AMANPOUR: Well, you just mentioned the word "time bomb," and what I would like to know is why you think there's been this immense spike in violence in Iraq. After, really, you know, a dramatic lowering of the violence, all of a sudden, there's been so much violence. We keep seeing a bomb a day, just about, killing a lot of people.

AL-HASHIMI: Yeah, that's right. There is no -- unfortunately, what happened just few -- few weeks ago, because of this, the manipulating of political crisis, definitely will -- will -- will affect the -- the -- the security. And I am really afraid, in fact, after this tremendous achievement and success in -- in security that we are going to see the hardship circumstances (ph) as we've seen in 2006 and '07 and partially '08.

AMANPOUR: So who would you say is responsible right now? Is it insurgents, Sunni insurgents? Is it Al Qaida again in Iraq? Who is it? And why is it?

AL-HASHIMI: It's insurgents. They are already -- they're already embedded in the awakening group, and they just stop their activities. Al Qaida is still very much active. And as you're fully aware, in fact, interference of neighboring countries, making things rather difficult to Iraqis, as well as to the Americans inside Iraq.


AMANPOUR: Mr. al-Hashimi, thank you so much for joining us.

AL-HASHIMI: You are most welcome. Thank you very much.


AMANPOUR: So with all eyes on the campaign season as it opens and on a peaceful election most of the world is hoping for, for Iraq, let's look at an extraordinary indication of what Iraqi women are doing in the military there, some of the most dangerous jobs on the front lines. Check out our Web site,

And next, you may have heard of the film "Back to the Future." Today, that could describe the latest political twists in the Ukraine. Find out when we come back.

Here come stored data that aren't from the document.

PR #10600, opened 2025-01-09
Add pip-hashes to complement pip-requirements.

deeglaze:
For stronger build integrity, the build tools as downloaded should be verified against hashes that this repo's maintainers also concur are authentic.

Note the "unsafe" qualifier for setuptools is not troublesome [1], but still pinning pip itself could be a problem [2]

Not pinning pip means that container definitions that pip install --upgrade pip -r requiremenst.txt will fail. The base container's pip package should be sufficient to install the edk2 build dependencies.

There are many hashes this tool adds for single release versions because one tool version can get released on many platforms and Python versions.

The tool stores hashes in alphabetical order rather than in a release list order. I have not culled any since there is no "official" development platform to weed out unnecessary hashes. If we decide that only the CI toolchain containers matter, then we should cull after first showing that they can handle --require-hashes in the pip-install step.

[1] https://github.com/jazzband/pip-tools/issues/806#issuecomment-493591664
[2] https://github.com/pypa/pip/issues/6459

# Description

- [ ] Breaking change? No, the file is not used by anything in this commit.
- [X] Impacts security? Yes, it improves build integrity.
- [ ] Includes tests? No, this will be followed-up with patches to the container definitions.

## How This Was Tested

I copied in the pip-hashes.txt instead of downloading the "master" pip-requirements in the tianocore ubuntu22 container definition:

```
COPY ./pip-hashes.txt /tmp/pip-hashes.txt                                                                                                                                                                                                                                                                                                                     
RUN pip install --require-hashes -r /tmp/pip-hashes.txt 
```

This was successful. Note this drops the --upgrade pip added in https://github.com/tianocore/containers/commit/46802aa8ff4afc3242ac29ee4372fb88e97d71f0.

I recommend that any reviewer install `pip-tools` themselves and run

```
pip-compile --allow-unsafe --generate-hashes --output-file=pip-hashes.txt pip-requirements.txt
```

To compare digests to show there is no funny business.

## Integration Instructions

As tested.


deeglaze:
PR #10592 may need to get merged first. Please advise.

AMANPOUR: And now our "Post-Script." An opposition leader in Ukraine who was ousted in a popular uprising five years ago tonight seems certain to become the country's next president. The current president, Viktor Yushchenko, was swept to power in the Orange Revolution back in 2004. But he didn't even make this year's run-off election because of voters' anger over the bad economy.

Former Prime Minister Viktor Yanukovych won almost 50 percent of the vote in Sunday's election, and it's a reversal of years of history that have seen pro-Western governments elected in much of Eastern Europe since the fall of the Soviet Union. Yanukovych has strong links with Russia and is likely to steer the country towards a more pro-Moscow stance.

And that's it for now. We'll be back tomorrow with a look at Nigeria and what an absent president and an unresolved insurgency mean for the rest of the world. For all of us here, goodbye from New York.